She began by singing her hit single, “Truth Hurts,” a capella, before melting into a dance move I can only describe as “feeling yourself.” Soon she was making her ass clap in unison with her background dancers, before exploding into a particularly ebullient rendition of “Good as Hell.” As the anthemic joy threatened to shatter the arena roof, she mounted a hot pink platform and, with her ensemble of fabulous, inclusive dancers flanking her and the 17-foot-tall butt looming behind her, preached to the people.

“Let me talk to you all for a second,” she said. “I’m tired of the bullshit. And I don’t have to know your story to know that you’re tired of the bullshit, too. It’s so hard to love yourself in a world that doesn’t love you back, am I right? So I want to take this opportunity right now to just feel good as hell. Because you deserve to feel good as hell!” 

At that moment, I did. I did feel good as hell. I’ve felt that way again the 47 times I’ve watched the performance this week. 

I don’t know if it will rank among all the gimmicky, shock-value VMA performances of legend—though, what with the assless costumes, house-sized billowing booty, and expletives, it would still have fallen squarely in the all-important category of “things on MTV my mother would not have allowed me to watch as a kid.” But it is a spectacular, important performance, and one of the most rewatchable award show sets I’ve seen in recent memory. 

After the show, Lizzo posted a clip of the performance on Instagram with a caption that summed up its importance better than I could: 

“Every woman on that stage had a story of either why they shouldn’t have been on that stage or why they didn’t believe they deserved to be on that stage, including myself. ‘Imposter syndrome’ is a privilege to the most marginalized group in America. Not only were we taught to believe we didn’t belong in the spotlight, but when we finally get to a place [of] self-worth the world tries to knock us down. Not this time. The world smiled with us. The world sang us. The world saw our beauty last night.

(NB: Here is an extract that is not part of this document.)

PR #364, opened 2021-02-24
Fast exchange

gitpeterwind:
Exchange (saved, i.e. not on the fly) is twice as fast for large systems. Improvement in the parallelization setup:
- Division into "tasks" and dynamical allocation of task between "workers"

The world saw black women feeling Good As Hell and cheered us on.”

I don’t know about other people, but Lizzo resonates with me, yes, because of her message of self-love and positivity, and the refreshing humor and vulgarity with which she wields her affirmations. (My favorite tweet on the subject: “I’m so done with being insecure I cannot be letting Lizzo down like this anymore.”) But it’s not a tunnel-vision mindset. 

She’s not saying that the things about her, about ourselves, that we are insecure about or feel dismissed because of, don’t matter. She’s acknowledging that they do, that it registers constantly what people say, think, or judge about us, and overcoming that is a daily, moment by moment decision. That we make that decision is worth celebrating, because we deserve to make that decision.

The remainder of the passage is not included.